─── Data

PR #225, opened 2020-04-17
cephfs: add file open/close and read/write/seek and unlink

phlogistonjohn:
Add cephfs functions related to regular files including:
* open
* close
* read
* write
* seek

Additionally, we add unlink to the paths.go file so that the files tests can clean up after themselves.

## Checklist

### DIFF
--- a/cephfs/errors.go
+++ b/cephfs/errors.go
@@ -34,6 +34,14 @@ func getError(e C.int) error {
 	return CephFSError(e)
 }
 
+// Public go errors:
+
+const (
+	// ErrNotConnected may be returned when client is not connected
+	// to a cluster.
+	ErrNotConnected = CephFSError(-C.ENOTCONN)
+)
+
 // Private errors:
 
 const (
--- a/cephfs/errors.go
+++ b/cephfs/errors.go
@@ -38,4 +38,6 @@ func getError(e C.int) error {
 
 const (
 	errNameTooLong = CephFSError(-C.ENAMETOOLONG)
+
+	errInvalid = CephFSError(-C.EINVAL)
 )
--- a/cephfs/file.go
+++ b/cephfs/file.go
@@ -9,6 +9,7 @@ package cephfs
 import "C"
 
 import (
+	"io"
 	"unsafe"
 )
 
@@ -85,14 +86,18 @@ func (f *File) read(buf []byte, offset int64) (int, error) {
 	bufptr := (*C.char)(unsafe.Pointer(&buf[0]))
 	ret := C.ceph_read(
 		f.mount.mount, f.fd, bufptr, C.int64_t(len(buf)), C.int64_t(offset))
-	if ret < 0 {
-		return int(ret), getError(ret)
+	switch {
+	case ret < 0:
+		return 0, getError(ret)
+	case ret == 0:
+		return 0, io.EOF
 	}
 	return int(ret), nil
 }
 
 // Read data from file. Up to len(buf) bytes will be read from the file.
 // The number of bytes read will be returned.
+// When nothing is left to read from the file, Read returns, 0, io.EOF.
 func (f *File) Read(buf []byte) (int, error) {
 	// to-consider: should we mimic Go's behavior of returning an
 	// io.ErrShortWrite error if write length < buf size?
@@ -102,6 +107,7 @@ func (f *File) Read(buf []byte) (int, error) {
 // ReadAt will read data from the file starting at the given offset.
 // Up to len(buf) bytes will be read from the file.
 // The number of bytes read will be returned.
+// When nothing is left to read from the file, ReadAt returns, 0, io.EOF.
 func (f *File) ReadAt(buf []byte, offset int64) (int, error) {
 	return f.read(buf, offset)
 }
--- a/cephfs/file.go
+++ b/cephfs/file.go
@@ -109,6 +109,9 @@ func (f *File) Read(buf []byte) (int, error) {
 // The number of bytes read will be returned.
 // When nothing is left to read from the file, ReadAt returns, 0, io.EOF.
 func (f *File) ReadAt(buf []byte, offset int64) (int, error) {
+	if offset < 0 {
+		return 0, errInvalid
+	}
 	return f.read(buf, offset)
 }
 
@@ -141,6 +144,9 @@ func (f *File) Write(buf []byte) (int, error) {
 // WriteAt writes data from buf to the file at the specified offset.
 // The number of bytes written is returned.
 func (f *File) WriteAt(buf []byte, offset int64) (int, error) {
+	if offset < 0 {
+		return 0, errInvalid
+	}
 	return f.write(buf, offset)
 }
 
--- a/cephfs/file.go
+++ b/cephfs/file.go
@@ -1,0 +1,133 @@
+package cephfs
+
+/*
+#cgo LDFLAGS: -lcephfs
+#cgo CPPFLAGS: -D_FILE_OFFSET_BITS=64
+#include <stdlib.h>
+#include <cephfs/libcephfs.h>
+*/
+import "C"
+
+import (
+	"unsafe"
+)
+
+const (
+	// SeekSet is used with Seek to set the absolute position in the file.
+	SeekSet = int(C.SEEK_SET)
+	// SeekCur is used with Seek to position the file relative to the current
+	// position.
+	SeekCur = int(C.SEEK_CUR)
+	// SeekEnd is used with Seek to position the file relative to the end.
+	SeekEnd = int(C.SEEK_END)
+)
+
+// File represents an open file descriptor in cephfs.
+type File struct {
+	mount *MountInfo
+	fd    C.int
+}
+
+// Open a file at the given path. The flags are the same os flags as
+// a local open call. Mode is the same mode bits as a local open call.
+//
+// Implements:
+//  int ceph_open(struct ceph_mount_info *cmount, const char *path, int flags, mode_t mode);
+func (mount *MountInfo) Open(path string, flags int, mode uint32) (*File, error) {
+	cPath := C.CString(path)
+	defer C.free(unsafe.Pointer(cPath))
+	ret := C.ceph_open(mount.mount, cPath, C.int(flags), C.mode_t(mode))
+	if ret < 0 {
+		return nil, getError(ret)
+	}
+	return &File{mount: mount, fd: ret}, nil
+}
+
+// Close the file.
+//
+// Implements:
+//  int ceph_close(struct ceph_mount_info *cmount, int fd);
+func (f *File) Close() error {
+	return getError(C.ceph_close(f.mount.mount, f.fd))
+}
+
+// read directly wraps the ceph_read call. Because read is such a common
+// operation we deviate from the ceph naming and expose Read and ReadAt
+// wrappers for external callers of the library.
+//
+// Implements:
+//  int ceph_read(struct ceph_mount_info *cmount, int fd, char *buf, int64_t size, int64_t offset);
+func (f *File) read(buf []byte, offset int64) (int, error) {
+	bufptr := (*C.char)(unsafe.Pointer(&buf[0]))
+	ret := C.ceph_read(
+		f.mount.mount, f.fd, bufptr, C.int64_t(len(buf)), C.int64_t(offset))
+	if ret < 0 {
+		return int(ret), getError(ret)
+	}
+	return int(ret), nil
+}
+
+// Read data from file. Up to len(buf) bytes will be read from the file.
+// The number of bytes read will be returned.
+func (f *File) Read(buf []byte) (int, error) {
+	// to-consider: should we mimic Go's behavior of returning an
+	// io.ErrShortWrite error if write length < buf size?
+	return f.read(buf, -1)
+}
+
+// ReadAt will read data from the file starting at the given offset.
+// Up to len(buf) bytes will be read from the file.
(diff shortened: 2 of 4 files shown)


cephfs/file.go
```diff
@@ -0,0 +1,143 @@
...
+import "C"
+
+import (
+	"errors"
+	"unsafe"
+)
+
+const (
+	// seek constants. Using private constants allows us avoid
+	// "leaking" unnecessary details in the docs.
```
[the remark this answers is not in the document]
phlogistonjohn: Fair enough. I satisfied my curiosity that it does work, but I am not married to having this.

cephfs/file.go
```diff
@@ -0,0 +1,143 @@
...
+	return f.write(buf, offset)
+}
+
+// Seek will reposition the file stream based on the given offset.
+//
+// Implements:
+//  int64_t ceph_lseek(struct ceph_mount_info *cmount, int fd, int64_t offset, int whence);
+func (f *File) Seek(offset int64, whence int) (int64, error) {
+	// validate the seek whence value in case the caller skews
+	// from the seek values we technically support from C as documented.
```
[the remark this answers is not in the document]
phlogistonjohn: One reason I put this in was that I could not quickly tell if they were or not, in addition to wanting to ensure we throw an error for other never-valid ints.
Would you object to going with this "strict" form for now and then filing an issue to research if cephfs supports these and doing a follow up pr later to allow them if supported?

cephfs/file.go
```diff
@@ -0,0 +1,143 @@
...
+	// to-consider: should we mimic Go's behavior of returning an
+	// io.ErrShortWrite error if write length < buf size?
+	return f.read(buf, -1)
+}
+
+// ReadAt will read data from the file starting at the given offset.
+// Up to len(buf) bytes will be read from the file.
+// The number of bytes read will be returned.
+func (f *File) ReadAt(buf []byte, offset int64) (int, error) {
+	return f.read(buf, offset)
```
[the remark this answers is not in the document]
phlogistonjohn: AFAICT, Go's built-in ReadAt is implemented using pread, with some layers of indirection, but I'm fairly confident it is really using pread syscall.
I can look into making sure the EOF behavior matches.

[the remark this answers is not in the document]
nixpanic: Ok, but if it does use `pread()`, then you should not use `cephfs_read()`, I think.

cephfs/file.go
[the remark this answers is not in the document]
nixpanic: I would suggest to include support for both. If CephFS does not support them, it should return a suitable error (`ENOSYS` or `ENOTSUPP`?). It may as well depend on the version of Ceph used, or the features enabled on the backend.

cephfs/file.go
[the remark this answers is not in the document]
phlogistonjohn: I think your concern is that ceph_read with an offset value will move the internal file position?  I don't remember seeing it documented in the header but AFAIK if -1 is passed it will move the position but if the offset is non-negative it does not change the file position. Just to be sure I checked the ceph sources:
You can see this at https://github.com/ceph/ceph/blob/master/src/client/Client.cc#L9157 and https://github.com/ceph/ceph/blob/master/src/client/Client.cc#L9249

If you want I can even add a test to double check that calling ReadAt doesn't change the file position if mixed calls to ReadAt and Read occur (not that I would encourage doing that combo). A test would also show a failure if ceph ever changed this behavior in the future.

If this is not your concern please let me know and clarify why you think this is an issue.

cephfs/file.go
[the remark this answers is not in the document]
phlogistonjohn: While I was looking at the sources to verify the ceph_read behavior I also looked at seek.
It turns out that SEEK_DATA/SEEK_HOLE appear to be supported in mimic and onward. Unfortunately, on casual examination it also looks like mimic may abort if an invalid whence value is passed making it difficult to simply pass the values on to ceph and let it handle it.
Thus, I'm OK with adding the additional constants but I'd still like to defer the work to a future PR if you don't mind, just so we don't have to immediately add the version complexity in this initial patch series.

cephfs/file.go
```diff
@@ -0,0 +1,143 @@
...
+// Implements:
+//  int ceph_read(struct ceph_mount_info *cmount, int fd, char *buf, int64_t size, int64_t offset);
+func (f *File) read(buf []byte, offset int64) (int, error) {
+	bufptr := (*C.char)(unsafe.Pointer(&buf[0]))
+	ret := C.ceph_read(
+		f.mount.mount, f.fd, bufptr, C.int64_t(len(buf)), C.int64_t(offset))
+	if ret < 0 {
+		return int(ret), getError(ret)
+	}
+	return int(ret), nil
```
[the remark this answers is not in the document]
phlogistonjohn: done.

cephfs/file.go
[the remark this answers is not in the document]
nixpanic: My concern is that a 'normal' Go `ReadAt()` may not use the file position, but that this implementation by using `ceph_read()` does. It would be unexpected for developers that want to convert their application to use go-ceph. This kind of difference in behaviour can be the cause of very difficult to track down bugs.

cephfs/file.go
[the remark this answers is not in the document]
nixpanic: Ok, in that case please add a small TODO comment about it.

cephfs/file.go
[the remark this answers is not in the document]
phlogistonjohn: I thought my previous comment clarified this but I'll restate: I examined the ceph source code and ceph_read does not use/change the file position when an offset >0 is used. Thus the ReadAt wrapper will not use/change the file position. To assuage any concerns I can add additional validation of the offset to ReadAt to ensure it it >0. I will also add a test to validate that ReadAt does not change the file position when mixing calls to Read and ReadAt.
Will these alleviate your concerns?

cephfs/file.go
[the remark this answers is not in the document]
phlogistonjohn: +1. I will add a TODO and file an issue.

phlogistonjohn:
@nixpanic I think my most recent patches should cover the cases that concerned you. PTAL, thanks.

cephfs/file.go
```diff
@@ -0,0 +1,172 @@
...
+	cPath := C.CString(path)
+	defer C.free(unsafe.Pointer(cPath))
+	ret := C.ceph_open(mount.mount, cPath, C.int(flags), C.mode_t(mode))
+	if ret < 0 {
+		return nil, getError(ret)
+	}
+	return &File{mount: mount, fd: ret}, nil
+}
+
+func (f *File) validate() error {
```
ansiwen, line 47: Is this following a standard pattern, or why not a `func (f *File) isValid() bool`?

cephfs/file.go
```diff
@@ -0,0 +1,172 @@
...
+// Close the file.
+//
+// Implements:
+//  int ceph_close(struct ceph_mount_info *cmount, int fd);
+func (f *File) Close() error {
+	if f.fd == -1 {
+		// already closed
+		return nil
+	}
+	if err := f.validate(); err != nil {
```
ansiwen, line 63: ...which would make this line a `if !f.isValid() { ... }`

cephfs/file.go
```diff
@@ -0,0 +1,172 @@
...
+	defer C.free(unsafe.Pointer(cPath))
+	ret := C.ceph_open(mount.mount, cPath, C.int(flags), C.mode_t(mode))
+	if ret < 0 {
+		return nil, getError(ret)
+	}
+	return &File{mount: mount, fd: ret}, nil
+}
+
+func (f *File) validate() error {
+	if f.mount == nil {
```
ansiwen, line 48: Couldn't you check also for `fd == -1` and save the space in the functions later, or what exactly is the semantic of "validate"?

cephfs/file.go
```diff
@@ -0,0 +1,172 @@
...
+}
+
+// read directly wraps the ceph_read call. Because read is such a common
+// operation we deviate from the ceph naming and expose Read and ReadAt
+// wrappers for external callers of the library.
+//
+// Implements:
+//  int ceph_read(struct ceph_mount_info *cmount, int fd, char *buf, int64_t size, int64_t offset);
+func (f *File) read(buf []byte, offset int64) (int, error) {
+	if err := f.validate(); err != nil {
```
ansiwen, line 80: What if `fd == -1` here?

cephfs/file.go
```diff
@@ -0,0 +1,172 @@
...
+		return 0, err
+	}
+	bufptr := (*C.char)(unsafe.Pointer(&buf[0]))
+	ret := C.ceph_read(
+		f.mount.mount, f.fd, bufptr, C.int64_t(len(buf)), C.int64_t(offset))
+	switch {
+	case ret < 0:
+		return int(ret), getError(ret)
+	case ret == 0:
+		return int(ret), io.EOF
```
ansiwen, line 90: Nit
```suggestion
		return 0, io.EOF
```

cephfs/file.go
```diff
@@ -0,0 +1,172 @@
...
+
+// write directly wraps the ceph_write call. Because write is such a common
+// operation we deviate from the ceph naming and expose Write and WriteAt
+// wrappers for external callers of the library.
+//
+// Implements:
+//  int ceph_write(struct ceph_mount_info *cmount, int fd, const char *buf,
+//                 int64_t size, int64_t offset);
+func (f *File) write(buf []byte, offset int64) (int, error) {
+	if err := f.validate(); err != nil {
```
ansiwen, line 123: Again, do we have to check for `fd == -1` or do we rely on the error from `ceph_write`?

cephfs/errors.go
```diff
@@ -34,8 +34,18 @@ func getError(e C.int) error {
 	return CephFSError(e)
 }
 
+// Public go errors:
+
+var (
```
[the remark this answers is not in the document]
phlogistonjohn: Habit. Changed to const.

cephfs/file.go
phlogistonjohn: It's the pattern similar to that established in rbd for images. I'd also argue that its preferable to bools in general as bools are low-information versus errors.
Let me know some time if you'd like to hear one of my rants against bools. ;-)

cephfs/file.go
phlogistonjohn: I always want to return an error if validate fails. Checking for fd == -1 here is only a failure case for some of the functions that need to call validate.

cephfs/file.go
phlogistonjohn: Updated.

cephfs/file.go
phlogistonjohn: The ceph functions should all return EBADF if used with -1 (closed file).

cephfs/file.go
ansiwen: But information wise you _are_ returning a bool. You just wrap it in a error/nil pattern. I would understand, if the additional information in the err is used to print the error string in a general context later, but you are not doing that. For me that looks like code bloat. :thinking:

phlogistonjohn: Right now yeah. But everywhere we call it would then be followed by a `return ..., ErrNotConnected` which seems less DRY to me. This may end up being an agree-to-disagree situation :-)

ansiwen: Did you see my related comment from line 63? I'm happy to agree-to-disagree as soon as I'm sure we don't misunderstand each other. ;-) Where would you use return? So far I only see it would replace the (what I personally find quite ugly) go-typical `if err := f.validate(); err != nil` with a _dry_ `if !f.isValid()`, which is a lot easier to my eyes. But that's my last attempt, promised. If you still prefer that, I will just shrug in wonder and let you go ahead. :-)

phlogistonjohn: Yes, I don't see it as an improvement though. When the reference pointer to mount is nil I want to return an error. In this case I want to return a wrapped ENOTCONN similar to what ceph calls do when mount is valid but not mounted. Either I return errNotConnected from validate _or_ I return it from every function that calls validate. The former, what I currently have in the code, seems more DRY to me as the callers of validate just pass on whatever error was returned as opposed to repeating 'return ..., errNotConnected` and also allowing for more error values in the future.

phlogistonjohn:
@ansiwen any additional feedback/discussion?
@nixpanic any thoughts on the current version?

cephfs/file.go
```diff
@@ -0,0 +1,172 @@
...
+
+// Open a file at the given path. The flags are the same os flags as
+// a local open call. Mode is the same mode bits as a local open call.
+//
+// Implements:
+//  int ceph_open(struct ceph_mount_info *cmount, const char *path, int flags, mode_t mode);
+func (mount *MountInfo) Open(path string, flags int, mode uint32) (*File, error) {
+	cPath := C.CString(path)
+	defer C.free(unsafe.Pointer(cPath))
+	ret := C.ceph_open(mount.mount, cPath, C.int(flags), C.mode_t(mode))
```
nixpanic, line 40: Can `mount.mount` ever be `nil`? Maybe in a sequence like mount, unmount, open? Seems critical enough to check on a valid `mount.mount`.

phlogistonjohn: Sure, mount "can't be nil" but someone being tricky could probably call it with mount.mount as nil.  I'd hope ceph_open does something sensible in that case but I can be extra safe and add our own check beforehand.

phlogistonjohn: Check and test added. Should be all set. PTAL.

──────
─── Data

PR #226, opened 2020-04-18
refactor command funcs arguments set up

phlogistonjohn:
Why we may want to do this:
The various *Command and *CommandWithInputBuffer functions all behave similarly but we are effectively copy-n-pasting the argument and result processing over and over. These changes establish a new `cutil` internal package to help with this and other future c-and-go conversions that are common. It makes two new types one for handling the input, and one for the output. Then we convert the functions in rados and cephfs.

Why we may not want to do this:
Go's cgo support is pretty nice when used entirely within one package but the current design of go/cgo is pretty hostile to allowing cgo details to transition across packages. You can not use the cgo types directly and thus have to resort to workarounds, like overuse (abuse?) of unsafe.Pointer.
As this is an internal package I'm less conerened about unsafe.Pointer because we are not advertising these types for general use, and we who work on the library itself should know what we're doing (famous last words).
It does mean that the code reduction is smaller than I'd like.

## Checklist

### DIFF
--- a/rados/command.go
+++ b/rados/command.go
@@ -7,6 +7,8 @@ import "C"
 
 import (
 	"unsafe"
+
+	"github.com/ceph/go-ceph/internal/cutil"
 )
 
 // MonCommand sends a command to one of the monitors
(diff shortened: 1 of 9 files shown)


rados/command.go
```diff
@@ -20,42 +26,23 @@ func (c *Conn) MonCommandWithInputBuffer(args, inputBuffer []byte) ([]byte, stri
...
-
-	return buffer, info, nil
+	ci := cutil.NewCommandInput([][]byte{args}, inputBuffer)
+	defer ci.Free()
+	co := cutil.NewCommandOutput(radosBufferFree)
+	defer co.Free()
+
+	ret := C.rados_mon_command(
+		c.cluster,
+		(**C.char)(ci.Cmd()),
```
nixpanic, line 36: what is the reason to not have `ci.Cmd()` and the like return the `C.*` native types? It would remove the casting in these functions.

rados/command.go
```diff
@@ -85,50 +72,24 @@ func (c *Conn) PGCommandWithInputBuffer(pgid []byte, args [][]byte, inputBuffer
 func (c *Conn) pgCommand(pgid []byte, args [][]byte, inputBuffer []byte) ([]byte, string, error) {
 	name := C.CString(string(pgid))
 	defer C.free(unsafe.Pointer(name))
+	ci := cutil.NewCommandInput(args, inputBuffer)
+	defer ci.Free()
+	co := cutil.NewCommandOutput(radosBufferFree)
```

──────

--- Action item ---
Throughout the data above, count the lines where the word "know" occurs, and report that figure alone.

--- Written reply ---
3